Can you recommend any paints etc? And procedures, looking for as much help as possible... 
So far i have just been using Wickes own brand products with a brush...

Thanks for your speedy reply


----------



## SeanJ (11 Jan 2012)

Hi, i do a lot of lacquered and painted mdf work for carpenter clients. There are many suppliers of paint and lacquer ( i use Morrells who may have a branch/outlet near you). I simply use pre cat lacquer, which comes as either clear lacquer or white paint, all with different sheen ratings from about 10% (nearly dead matt) up to 90% full gloss. With both of these come their own basecoats - for the clear lacquer it's pre-cat base coat, for the white lacquer it's pre-cat primer. The pre-cat bit means you don't need to catalyse it (activate it) before use - unlike AC Lacquer.
Pre-cat is the up to date version of nitro cellulose that's been around for years i think, it'll do for most jobs, if you need better water/heat resistance then go for AC Lacuer (both clear and painted), you can burnish this to mirror gloss if needed as well. I'd keep it simple with pre cat to start with. Your earlex spray station should be fine, i'm a working woodinisher and it's my staple kit, just get used to adjusting and fine tuning your gun and using different needles, the standard one it comes with is fine for most things, you can go finer for finer atomisation if you need to, but it's not needed unless your getting really into fine finishing. 
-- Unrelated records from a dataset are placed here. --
PR #9132, opened 2020-10-01
CB-9055: Put HBase Cloud Storage feature under entitlement

LinaAtAustin:
Cherry-pick the commit at master to 2.31.0 branch. https://github.com/hortonworks/cloudbreak/commit/b1f5b8a9ccb2c2b8b7e78c99fa52d640917faade

### DIFF
--- a/auth-connector/src/main/java/com/sequenceiq/cloudbreak/auth/altus/EntitlementService.java
+++ b/auth-connector/src/main/java/com/sequenceiq/cloudbreak/auth/altus/EntitlementService.java
@@ -74,6 +74,9 @@ public class EntitlementService {
     @VisibleForTesting
     static final String CDP_UMS_USER_SYNC_MODEL_GENERATION = "CDP_UMS_USER_SYNC_MODEL_GENERATION";
 
+    @VisibleForTesting
+    static final String CDP_SDX_HBASE_CLOUD_STORAGE = "CDP_SDX_HBASE_CLOUD_STORAGE";
+
     @Inject
     private GrpcUmsClient umsClient;
 
@@ -155,6 +158,10 @@ public class EntitlementService {
 
     public boolean umsUserSyncModelGenerationEnabled(String actorCrn, String accountId) {
         return isEntitlementRegistered(actorCrn, accountId, CDP_UMS_USER_SYNC_MODEL_GENERATION);
+    }
+
+    public boolean sdxHbaseCloudStorageEnabled(String actorCrn, String accountId) {
+        return isEntitlementRegistered(actorCrn, accountId, CDP_SDX_HBASE_CLOUD_STORAGE);
     }
 
     public List<String> getEntitlements(String actorCrn, String accountId) {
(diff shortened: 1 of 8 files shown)


auth-connector/src/main/java/com/sequenceiq/cloudbreak/auth/altus/EntitlementService.java
```diff
@@ -74,6 +74,9 @@
     @VisibleForTesting
     static final String CDP_UMS_USER_SYNC_MODEL_GENERATION = "CDP_UMS_USER_SYNC_MODEL_GENERATION";
 
+    @VisibleForTesting
+    static final String CDP_SDX_HBASE_CLOUD_STORAGE = "CDP_SDX_HBASE_CLOUD_STORAGE";
```
doktoric, line 78: CDP_SDX_NO_HDFS ?

LinaAtAustin: That is the initial name I came up. I have discussed with Karthik offline. The reasons we use the current name are
1) We prefer to use positive tone for the entitlement name. So customers perceive they are getting benefits instead of losing some features. 
2) The main purpose of removing HDFS from Data Lake is to store HBase data to cloud storage for public cloud deployment. Therefore, we can reduce resources (such as CPU, memory) used by HDFS, and cut cost. The current name highlights this purpose.

doktoric: @LinaAtAustin I see the point but lets see a different aspect. Somebody who join to team and will see this entitlement, do you think it is expressive enough? Maybe it is only my view :)

kmanamcheri: @doktoric so the issue is that we are making this in phases. Currently its not actually "NO HDFS" because HDFS is still going to be there. This change particularly only moves HBase data onto cloud storage. Once that is done, we have to change the configurations of the services to not depend on HDFS service, move Solr storage etc.

In the long term, we don't intend to keep these entitlements around. Once all the parts are completed, we'll remove these entitlements and make this the default behavior.

> Somebody` who join to team and will see this entitlement, do you think it is expressive enough
NO_HDFS is not correct though 😄  I think that would cause confusion if something thinks, "I enabled NO_HDFS, why is there HDFS" 😅

kmanamcheri: FYI @doktoric this functional change is already merged (and has been merged for a while). We forgot to put it behind an entitlement 😨 😅

doktoric: @kmanamcheri ok so the Jira ticket confused me already this is why I thought no hdfs on the datalake cluster. @LinaAtAustin  can you please correct the commit message?

LinaAtAustin: @doktoric I have changed the title of this jira to "Put HBase Cloud Storage feature under entitlement", and the description in "https://jira.cloudera.com/browse/CB-9055". Is that enough?

lnardai (approved):
Talked with the team, we are okay with this for now, but next time we are going to revert the original feature and ask you to recreate it with another PR behind the entitlement on master.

Everyone will have a different opinion but the above is what i've worked with and know - so i hope that helps a bit.


----------



## mailee (12 Jan 2012)

Sean is spot on with his comments. I also spray a lot of MDF work and was a spray painter by trade. I also use Morrells for my finishing but I use the AC paint and laquer with a gravity fed HVLP gun. I also do not like water based due to slow drying, yellowing, and it's difficulty to use in a other than ideal environment. I find that the pre or post cat laquer is fine for most jobs but if you really want something that is bullet proof then there is AC polyurethane which dries ultra rapid and is as hard as nails. I should also point out that these should be used with the correct respirators and an air fed mask ideally. HTH. :wink:


----------



## tomatwark (16 Jan 2012)

I use Morrells as well for solvent based lacquer.

But for painted stuff I now use Sayerlack which is a water based lacquer but goes on really well and is very durable.

I get it mixed in the colours I want and the matching service is very good.

I still still use solvent based for most of my clear finishes as I am not keen on the pale finish the water based clear lacquers give.

Either way you won't go far wrong with Morrells or Sayerlack finishes.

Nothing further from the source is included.